Table 4 Test Results for RV0.5

5 Conclusion

In recent literature, researchers have reported evidence that ENSO has in-sample predictive value for oil-price volatility. Because in-sample predictability does not necessarily translate into out-of-sample gains, we have extended this line of research by forecasting monthly realized oil-price volatility based on an extended HAR-RV model that incorporates the role of the ENSO, as captured by the Equatorial Southern Oscillation Index (EQSOI). Based on the period covering 1986 January to 2020 December and studying various rolling-estimation windows and forecast horizons, we find that the EQSOI has predictive value for subsequent realized oil-price volatility. The predictive value of the EQSOI data is concentrated at forecast horizons from 2 to 4 years and for rolling-estimation windows of length 4 to 6 years. We have shown that this result holds not only when we consider standard tests of out-of-sample predictability, but also when we study an asymmetric loss function.

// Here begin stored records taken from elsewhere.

PR #15801, opened 2022-10-14
feat(client): Runtime for model extensions

SevInf:
Core new idea here: we introduce new way of building our proxies from
building blocks. For example:

```
createCompositeProxy(target, [
  addProperty('foo', () => 1),
  forwardTo(someObject),
  modelLayer(client, modelName)
])
```

This will build a proxy around around `target`, that will add property
`foo` on top, all properties from `someObject` and all model methods
for `modelName`. Not only it allows us to reuse some of the code,
previously duplicated between different proxies, it will also makes
implementation of model and client extensions pretty straightforward:
each extension is just another layer of the composite proxy.

### DIFF
--- a/packages/client/src/runtime/core/compositeProxy/createCompositeProxy.ts
+++ b/packages/client/src/runtime/core/compositeProxy/createCompositeProxy.ts
@@ -89,6 +89,6 @@ function mapKeysToLayers(layers: CompositeProxyLayer[]) {
 }
 
 function getOwnKeys(target: object, layerKeys: (string | symbol)[]) {
-  const set = new Set([...Object.keys(target), ...layerKeys])
+return [...new Set([...Object.keys(target), ...layerKeys])]
   return Array.from(set)
 }
--- a/packages/client/src/runtime/core/compositeProxy/createCompositeProxy.ts
+++ b/packages/client/src/runtime/core/compositeProxy/createCompositeProxy.ts
@@ -89,6 +89,5 @@ function mapKeysToLayers(layers: CompositeProxyLayer[]) {
 }
 
 function getOwnKeys(target: object, layerKeys: (string | symbol)[]) {
-return [...new Set([...Object.keys(target), ...layerKeys])]
-  return Array.from(set)
+  return [...new Set([...Object.keys(target), ...layerKeys])]
 }
--- a/packages/client/src/runtime/core/compositeProxy/createCompositeProxy.ts
+++ b/packages/client/src/runtime/core/compositeProxy/createCompositeProxy.ts
@@ -14,7 +14,7 @@ export interface CompositeProxyLayer<KeyType extends string | symbol = string | 
   getPropertyValue(key: KeyType): unknown
 
   /**
-   * Gets a descriptor for given property. If not implemented or undefined is returned, { enumerable: true, writeable: true, configurable: true}
+   * Gets a descriptor for given property. If not implemented or undefined is returned, { enumerable: true, writeable: true, configurable: true} is defaulted
    * is used
    * @param key
    */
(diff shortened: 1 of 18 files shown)


packages/client/tests/functional/extensions/enabled/model.ts
```diff
@@ -0,0 +1,211 @@
...
+            firstMethod,
+          },
+        },
+      })
+      .$extends({
+        model: {
+          user: {
+            // TODO: remove any once types are generated
+            secondMethod(this: any) {
+              this.firstMethod()
```
millsp, line 201: I think this needs discussion as it is not currently permitted by the proposal.

packages/client/src/runtime/core/compositeProxy/createCompositeProxy.ts
```diff
@@ -0,0 +1,94 @@
...
+
+  /**
+   * Returns a value for a property for a given key (one of the keys, returned
+   * from `getKeys`)
+   * @param key
+   */
+  getPropertyValue(key: KeyType): unknown
+
+  /**
+   * Gets a descriptor for given property. If not implemented or undefined is returned, { enumerable: true, writeable: true, configurable: true}
```
millsp, line 17:
```suggestion
   * Gets a descriptor for given property. If not implemented or undefined is returned, { enumerable: true, writeable: true, configurable: true} is defaulted
```

packages/client/src/runtime/core/compositeProxy/createCompositeProxy.ts
```diff
@@ -0,0 +1,94 @@
...
+    const keys = layer.getKeys()
+    for (const key of keys) {
+      keysToLayerMap.set(key, layer)
+    }
+  }
+  return keysToLayerMap
+}
+
+function getOwnKeys(target: object, layerKeys: (string | symbol)[]) {
+  const set = new Set([...Object.keys(target), ...layerKeys])
```
millsp, line 92:
```suggestion
return [...new Set([...Object.keys(target), ...layerKeys])]
```

packages/client/src/runtime/core/compositeProxy/forwardTo.ts
```diff
@@ -0,0 +1,20 @@
+import type { CompositeProxyLayer } from './createCompositeProxy'
+
+/**
+ * Composite proxy layer that forwards all reads
+ * to provided object
+ *
+ * @param object
+ * @returns
+ */
+export function forwardTo(object: object): CompositeProxyLayer {
```
millsp, line 10: I would prefer a different name like objectToCompositeProxyLayer. Much longer put more descriptive imo.

packages/client/src/runtime/core/model/applyModel.ts
```diff
@@ -93,35 +110,38 @@ export function applyModel(client: Client, dmmfModelName: string) {
...
-  action: string,
-): action is Action | ClientOnlyModelAction {
-  if (isClientOnlyAction(action)) {
-    return isValidActionName(client, dmmfModelName, clientOnlyActions[action].wrappedAction)
-  }
-  return getOwnKeys(client, dmmfModelName).includes(action)
+  actionKeys.push('count')
+
+  const clientOnlyActionKeys = Object.keys(clientOnlyActions).filter((actionKey) =>
+    actionKeys.includes(clientOnlyActions[actionKey].wrappedAction),
```
millsp, line 130: What is the reason for this change?

millsp (approved):
Looks great and thorough. Let's sync over the next steps tomorrow.

packages/client/src/runtime/core/model/applyModel.ts
SevInf: It think it was a mistake during inital `*OrThrow` method implementation: they were never exposed as enumerable properties. Since now layer  does not gets called if it does not declare the specific key, error became more obvious.

packages/client/src/runtime/core/compositeProxy/forwardTo.ts
SevInf: Renamed to `addObjectProperties`: more descriptive than `forwardTo`, but also consistent with `addProperty` layer. Let me know if you still prefer different name.

millsp: That's better, thanks.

Our results can be used by policymakers to obtain information on the future path of oil-price volatility due to changes in climate patterns. This knowledge, in turn, may be useful to anticipate economic activity, given that oil-price movements are known to lead business cycles. Our results, therefore, may help policymakers to make appropriate policy choices in the wake of changing climate patterns and the resulting oil-price movements. Moreover, with volatility being a key input in portfolio decisions, the forecastability of oil-price volatility due to ENSO may be of vital importance to oil investors.

Future research can build on the results we have documented in this research to consider the volatility of non-energy commodities (such as agricultural commodities) given previous evidence on their price sensitivity to weather variability.